June 16th marks eight years since Donald Trump descended the escalator into the muck. We’ve had eight years of a shameful epoch that still has no name. It’s too painful to call it “the Trump Era” and there’s no convenient catch-all like “Watergate.” The placid period between 1815 and 1825 — roughly the time James Monroe served as president — was called “the Era of Good Feeling.” I think we can do better than “the Era of Bad Feeling,” which doesn’t capture the desecration of our democratic institutions. Please post your ideas in the comment section below.

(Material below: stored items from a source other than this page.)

PR #1142, opened 2020-03-14
Miscellaneous doc fixups

### LINKED ISSUE #686: Missing documentation for BarGraphItem
I suppose it should be described [here](http://www.pyqtgraph.org/documentation/graphicsItems), shouldn't it?

ixjlyons:
Iterated until the docs built without warnings and made some drive-by improvements along the way.

Other things of note:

While it was nice to see Trump “scared shitless” at his arraignment, as one of his former chiefs of staff put it, I have a queasy feeling about the Mar-a-Lago documents trial — if there is one. But before I get to that, I want to offer some good news, or at least some straws in the wind that may offer hope for a less-bad future than we’re all bracing for.
Remember the Sherlock Holmes story where the clue was the dog that didn’t bark? Well, what didn’t happen during Trump’s arraignment was badly under-covered.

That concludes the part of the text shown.